Der Garten wird im Frühjahr mit Blühaspekten eher sachte beginnen und wird durch Geophyten noch etwas herausgearbeitet. So startet er mit Nepeta, Euphorbia `Teichlaterne´ und den Amsonien und geht dann über Rosa mutabilis und Penstemon langsam in den Frühsommer und Sommer über, wenn der Garten dann sehr viel zu bieten hat. Auch der Herbst wird sehr coole Aspekte in dem Garten bereithalten. Die Winterstruktur wird ebenfalls sehr beeindruckend sein.
Es sind einige dynamische Pflanzen eingeplant, welche zum einen den Aspekt im Gartenschaujahr prägen sollen (so z.B. Angelica gigas, Patrinia monandra und scabiosifolia, Agastache `Black Adder´ oder auch 2 Arten von Verbenen). Sie sollen aber auch zusammen mit initial gepflanzten Cnidium, Eryngium giganteum oder Knautia arvensis in der Entwicklung des Gartens auf Dauer eine gute Rolle spielen.

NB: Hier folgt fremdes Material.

PR #12548, opened 2026-07-27
Introduce validation control

cstamas:

Related: apache/maven-resolver#2007

Backport of: 5703b7db075bc5cd7974e6bd7fa9ab2eba90818a

### DIFF
--- a/api/maven-api-core/src/main/java/org/apache/maven/api/Constants.java
+++ b/api/maven-api-core/src/main/java/org/apache/maven/api/Constants.java
@@ -446,6 +446,17 @@ public final class Constants {
     public static final String MAVEN_RESOLVER_TRANSPORT = "maven.resolver.transport";
 
     /**
+     * Resolver validation control.
+     * Can be <code>default</code> (full validation), <code>mild</code> (only uninterpolated placeholders) or
+     * <code>off</code> (no validation, as in Maven 3.9.x).
+     * This configuration provides "escape hatch" for those projects, that are forced to use non-conformant solutions.
+     *
+     * @since 3.10.0
+     */
+    @Config(defaultValue = "default")
+    public static final String MAVEN_RESOLVER_VALIDATION = "maven.resolver.validation";
+
+    /**
      * Plugin validation level.
      *
      * @since 3.9.2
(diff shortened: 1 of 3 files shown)


api/maven-api-core/src/main/java/org/apache/maven/api/Constants.java
```diff
@@ -445,6 +445,17 @@ public final class Constants {
     @Config(defaultValue = "default")
     public static final String MAVEN_RESOLVER_TRANSPORT = "maven.resolver.transport";
 
+    /**
+     * Resolver validation control.
+     * Can be <code>default</code> (full validation), <code>mild</code> (only uninterpolated placeholders) or
```
gnodet, line 450: The Javadoc documents lowercase values (`default`, `mild`, `off`) and `@Config(defaultValue = "default")` uses lowercase too. However, `ConfigUtils.getEnum` in resolver 2.0.21 calls `Enum.valueOf(enumClass, (String) value)` which is case-sensitive. A user setting `-Dmaven.resolver.validation=default` (following this doc) will hit `IllegalArgumentException` because the enum constant is `DEFAULT`.

Consider either:
1. Updating the Javadoc/defaultValue to use uppercase (`DEFAULT`, `MILD`, `OFF`), or
2. Adding a `toUpperCase(Locale.ROOT)` call before the enum lookup in `MavenValidatorFactory`.

gnodet (commented):
Clean backport of commit 5703b7db07 (PR #12520) to maven-4.0.x. The design and implementation are sound, but there is a case-sensitivity issue in the documented config values.

**Case-sensitive enum mismatch (medium):** The Javadoc documents lowercase values (`default`, `mild`, `off`) and `@Config(defaultValue = "default")` also uses lowercase, but `ConfigUtils.getEnum` in resolver 2.0.21 uses `Enum.valueOf` which is case-sensitive. Users following the docs with `-Dmaven.resolver.validation=default` will get `IllegalArgumentException` because the enum constant is `DEFAULT`. The runtime default (when the property is unset) works correctly since it uses `ValidationLevel.DEFAULT` directly.

Consider either updating the Javadoc to document uppercase values, or handling case conversion before the enum lookup. This same issue exists in the original merge on master (PR #12520) and in the 3.10.x backport (PR #12549).

**Minor:** No unit tests exist for `MavenValidator` or `MavenValidatorFactory` — this is a pre-existing gap, not introduced by this PR.

cstamas:
Damn, I mixed helper methods assuming it is fixing the case :disappointed: 
https://github.com/apache/maven-resolver/blob/838477a48a6cbcc26a51c56fff7f964440f2aaa3/maven-resolver-util/src/main/java/org/eclipse/aether/util/ConfigUtils.java#L347-L371

Will have another round to fix Javadoc (3.10, 4.0, 4.1)

PR #12549, opened 2026-07-27
Introduce validation control

cstamas:

Related: apache/maven-resolver#2007

Backport of: 5703b7db075bc5cd7974e6bd7fa9ab2eba90818a

### DIFF
--- a/maven-core/src/main/java/org/apache/maven/internal/aether/MavenValidator.java
+++ b/maven-core/src/main/java/org/apache/maven/internal/aether/MavenValidator.java
@@ -34,6 +34,12 @@ import org.eclipse.aether.util.PathUtils;
  * and to keep very same behavior as Maven 3 did so far. If you want more, upgrade to Maven 4 ;)
  */
 public class MavenValidator implements Validator {
+    private final boolean validatePathComponents;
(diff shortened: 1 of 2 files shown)


gnodet (approved):
✅ Clean backport of merged PR #12520 (commit 5703b7db) to the maven-3.10.x branch.

The changes are minimal and correctly adapted for the 3.10.x branch:
- Traditional `switch` statement instead of switch expression (Java compatibility)
- `javax.inject` imports instead of `org.apache.maven.api.di`
- Config key defined as a local constant rather than referencing `Constants.MAVEN_RESOLVER_VALIDATION` (which doesn't exist on 3.10.x)
- Source files under `maven-core/` rather than `impl/maven-impl/`

The `offValidator = new Validator() {}` pattern is correct — all five methods on the `Validator` interface are `default` methods, so the anonymous class produces a complete no-op validator.

**Note:** The same case-sensitivity concern from the maven-4.0.x companion PR (#12548) applies here — `ConfigUtils.getEnum` uses `Enum.valueOf` which is case-sensitive, but the documented values are lowercase. See the review on #12548 for details.

PR #12552, opened 2026-07-27
Deps: Bump to Eclipse Sisu 1.1.0

cstamas:
Release notes:
https://github.com/eclipse-sisu/sisu-project/releases/tag/releases%2F1.1.0

Fixes #12522

PR #12554, opened 2026-07-27
Bump Sisu to 1.1.0 and fix extension realm visibility for JSR330 filtering

gnodet:
## Summary

- Bumps Eclipse Sisu from 1.0.1 to 1.1.0 (addresses PRs #12551 and #12552)
- Fixes extension realm visibility so that Sisu 1.1.0's new JSR330 bean filtering works correctly with Maven's ClassRealm hierarchy

## Root Cause

Sisu 1.1.0 introduces `jsr330ComponentVisibilityFollowsPlexusVisibility` (on by default), which filters beans based on ClassRealm visibility via `RealmManager.computeVisibleNames()`. This BFS traversal walks parent and import realms from the current TCCL.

Für das Gartenschau-Jahr selbst sind auch einige wenige `Sommerflor-Pflanzen´ als besonderer Aspekt eingeplant: Das sind einige Honka Dahlien, vorwiegend in Deschampsia, Emilia coccinea in niedrigen Sesleriawiesen und Lobelia `Hadspen Purple´als sicherlich eher kurzlebige, aber im Sommer herausragend blühende Staude in diversen wiesigen Bereichen.